Pagina uno ha pubblicato una mia intervista sul libro. Qui la bozza finale inviata. Free download della bella rivista. Se potete, sostenete la versione cartacea.
“Chi non rispetta le regole? Italia e Germania, le doppie
morali dell'euro”
Sergio Cesaratto (intervistato da Giovanna Cracco)
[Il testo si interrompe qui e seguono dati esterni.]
PR #1001, opened 2026-03-17
fix(ui-v2): preserve route on refresh with Keycloak SSO

### LINKED ISSUE #1000: UI: Browser refresh on any page redirects to home instead of staying on current route
## Summary

When using the Kagenti UI, refreshing the browser (or opening a deep link) while on any page other than the home/dashboard root causes navigation to the **home page** instead of reloading the **current** page.

## Expected behavior

- Refreshing on e.g. `/agents`, `/settings`, or any nested route should reload that same route and show the same view (after auth, if applicable).

## Actual behavior

- After refresh, the user lands on the home page rather than the URL they were on.

## Steps to reproduce

1. Log in to the Kagenti UI.
2. Navigate to a non-home route (e.g. agents, tools, or any deep-linked screen).
3. Use the browser refresh (F5 / Cmd+R) or paste the URL in a new tab.
4. Observe landing on home instead of the current route.

## Context / likely causes (for implementers)

Typical causes for SPAs:

- **Server / ingress**: Missing `try_files` or equivalent so non-root paths don’t serve `index.html` and the app falls back to `/`.
- **Client router**: Base path or `BrowserRouter` basename mismatch with how the app is hosted.
- **Auth bootstrap**: Post-login or token-restore redirect always sending users to `/` regardless of `window.location`.

**Area**: `kagenti/ui-v2` and any nginx/Helm ingress config for the UI.

## Environment

Please add: UI version / deployment (Kind, OpenShift, etc.) and browser if known.

akram:
## Summary
Use the current URL path as OAuth redirect_uri when the backend supplies only the app root. check-sso with checkLoginIframe disabled otherwise round-trips through Keycloak and returns users to home.

## Related issue(s)
#1000 

Fixes #1000

### DIFF
--- a/kagenti/ui-v2/src/contexts/AuthContext.tsx
+++ b/kagenti/ui-v2/src/contexts/AuthContext.tsx
@@ -14,6 +14,8 @@ import Keycloak from 'keycloak-js';
 
 import { setTokenGetter } from '@/services/api';
 
+import { keycloakRedirectUri } from './keycloakRedirectUri';
+
 // API base URL for fetching auth config
 const API_BASE_URL = import.meta.env.VITE_API_BASE_URL || '/api/v1';
 
@@ -62,6 +64,7 @@ export const AuthProvider: React.FC<AuthProviderProps> = ({ children }) => {
 
   // Keep keycloak instance in a ref so it persists across renders
   const keycloakRef = useRef<Keycloak | null>(null);
+  const configuredRedirectUriRef = useRef<string | undefined>(undefined);
 
   // Extract user info from Keycloak token
   const extractUserInfo = useCallback(
@@ -157,11 +160,14 @@ export const AuthProvider: React.FC<AuthProviderProps> = ({ children }) => {
           });
         };
 
+        configuredRedirectUriRef.current = config.redirect_uri;
+        const redirectUri = keycloakRedirectUri(config.redirect_uri);
+
         console.log('Initializing Keycloak with config:', {
           url: config.keycloak_url,
           realm: config.realm,
           clientId: config.client_id,
-          redirectUri: config.redirect_uri,
+          redirectUri,
           currentUrl: window.location.href,
         });
 
@@ -172,8 +178,7 @@ export const AuthProvider: React.FC<AuthProviderProps> = ({ children }) => {
           pkceMethod: 'S256',
           enableLogging: true, // Enable Keycloak adapter logging
           flow: 'standard', // Use standard authorization code flow
-          // Use redirect_uri from config if provided
-          ...(config.redirect_uri && { redirectUri: config.redirect_uri }),
+          redirectUri,
         }).catch((initError) => {
           console.error('Keycloak init rejected with error:', initError);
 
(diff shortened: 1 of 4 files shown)


kagenti/ui-v2/src/contexts/keycloakRedirectUri.ts
```diff
@@ -0,0 +1,42 @@
...
+ *
+ * @param loc - optional override for tests; defaults to window.location
+ */
+export function keycloakRedirectUri(
+  configuredRedirect: string | undefined,
+  loc?: KeycloakRedirectLocation
+): string {
+  const origin =
+    loc?.origin ??
+    (typeof window !== 'undefined' ? window.location.origin : '');
```
pdettori, line 20: **suggestion**: `basePath` can never be `''` after `|| '/'` on the line above — the `basePath === ''` check here is dead code. Consider simplifying to just `basePath === '/'`.

```suggestion
    if (basePath === '/') {
```

kagenti/ui-v2/src/contexts/keycloakRedirectUri.ts
```diff
@@ -0,0 +1,42 @@
+// Copyright 2025 IBM Corp.
+// Licensed under the Apache License, Version 2.0
+
+export type KeycloakRedirectLocation = Pick<Location, 'origin' | 'pathname'>;
+
+/**
+ * OAuth redirect_uri for Keycloak. The UI client registers root_url/*.
+ * Backend config often supplies only the app root; using that for every page
+ * makes check-sso (with iframe disabled) and login return to home. Use the
+ * current URL path so refresh and deep links preserve the route.
```
pdettori, line 10: **nit**: The `typeof window !== 'undefined'` guard is good for SSR safety, but this code only runs inside a React SPA mounted in the browser. Not a problem — just unnecessary defensive code.

kagenti/ui-v2/src/contexts/keycloakRedirectUri.ts
```diff
@@ -0,0 +1,42 @@
...
+ *
```
pdettori, line 11: **nit**: `!pathname || pathname === ''` — `pathname` from `window.location.pathname` is always at least `'/'`. The falsy check is redundant.

kagenti/ui-v2/src/contexts/keycloakRedirectUri.test.ts
```diff
@@ -0,0 +1,42 @@
...
+
+  it('home path stays on home', () => {
+    expect(
+      keycloakRedirectUri('https://ui.example.com/', {
+        origin: 'https://ui.example.com',
+        pathname: '/',
+      })
+    ).toBe('https://ui.example.com/');
+  });
+});
```
pdettori, line 42: **praise**: Clean test suite with good edge case coverage — root with/without trailing slash, custom callback path, undefined config, and home-stays-on-home. Nice work.

kagenti/ui-v2/src/contexts/AuthContext.tsx
```diff
@@ -62,6 +64,7 @@ export const AuthProvider: React.FC<AuthProviderProps> = ({ children }) => {
 
   // Keep keycloak instance in a ref so it persists across renders
   const keycloakRef = useRef<Keycloak | null>(null);
+  const configuredRedirectUriRef = useRef<string | undefined>(undefined);
```
pdettori, line 67: **praise**: Good use of a ref to capture the backend config once and reuse it in both `init` and `login`, avoiding stale closures.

Partiamo dall'inizio: l'Italia è tra i Paesi fondatori
dell'Unione europea, e ne ha promosso e seguito l'intero percorso, dalla Ceca
alla Cee, dall'entrata nello Sme all'Atto Unico Europeo nel 1986. Approdare a
Maastricht nel 1992 e alla moneta unica era quindi in qualche modo già scritto
nella strada intrapresa, eppure non c'è dubbio che legarsi ai cosiddetti
“vincoli esterni”, in tema di bilancio pubblico e politica monetaria, è stato
un 'salto di qualità', se così possiamo definirlo, importante rispetto al far
parte solo di un mercato comune, come era l'Unione disegnata fino a quel
momento dai Trattati sottoscritti. Perché i governi italiani hanno deciso di farlo?
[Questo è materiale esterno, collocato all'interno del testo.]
PR #467, opened 2020-09-11
feat(content): add custom highlighter

jefrydco:
## Types of changes

- [ ]  Bug fix (a non-breaking change which fixes an issue)
- [x]  New feature (a non-breaking change which adds functionality)
- [ ]  Breaking change (fix or feature that would cause existing functionality to change)

## Description

This will add all of the features I described here #466  , with additional feature if we need to get the higlighter from promise-returned package/function.

```js
// nuxt.config.js
export default {
  content: {
    markdown: {
      async highlighter() {
          const customHighlighter = await getCustomHighlighter() 
          return (rawCode, lang) => customHighlighter(rawCode, lang)
      }
    }
  }
}

```

By adding this feature, now we can apply endless possibility to highlight our code. For instance, the gif below, I use `shiki-twoslash` by @orta combined with `v-tooltip` by @Akryum to add beautiful rich type information to `@nuxt/theme-docs`.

Tu individui nel libro ragioni sociali ed economiche...
R. In Italia il conflitto sociale esplose nel 1962-63, poi
con maggiore virulenza nel 1969, per poi continuare per tutti gli anni Settanta
– non entriamo in questa sede nelle cause di tale conflitto, o apriremmo una
parentesi troppo estesa. Frutto dell'elevato conflitto salariale e degli shock
petroliferi, l'inflazione aumentò; la svalutazione della lira consentiva
tuttavia all'Italia di difendere la competitività esterna. Aumentarono la spesa
sociale volta ad attenuare il conflitto e il sostegno alle imprese, ma non
l'imposizione fiscale. Il debito pubblico italiano ne risultò accresciuto, ma
la Banca d'Italia non faceva mancare il suo sostegno stampando moneta (nulla di
male, a mio avviso), per cui i conti erano sotto controllo. L'europeismo
italiano si spiega in grande misura come la ricerca di qualcosa che ponesse
ordine nelle nostre vicende, e in particolare arginasse il conflitto sociale e
la tentazione dei governanti di regolare questo conflitto con la spesa
pubblica. Gli accordi di cambio – al di là delle chiacchiere degli economisti –
hanno infatti il precipuo scopo di portare disciplina sociale: il conflitto
sociale genera inflazione e quest'ultima perdita di competitività; la
svalutazione del cambio fa recuperare la competitività; se quest'ultima
possibilità viene meno, si tagliano le ali al conflitto sociale. A essere benevoli, i padri dello Sme prima e dell’euro
dopo (dunque Andreatta e la sua corte di professori bolognesi, e gli uomini di
Bankitalia post-Baffi come Ciampi e Padoa-Schioppa) ritenevano che fuori dai
vincoli europei l’Italia non si sarebbe disciplinata da sola.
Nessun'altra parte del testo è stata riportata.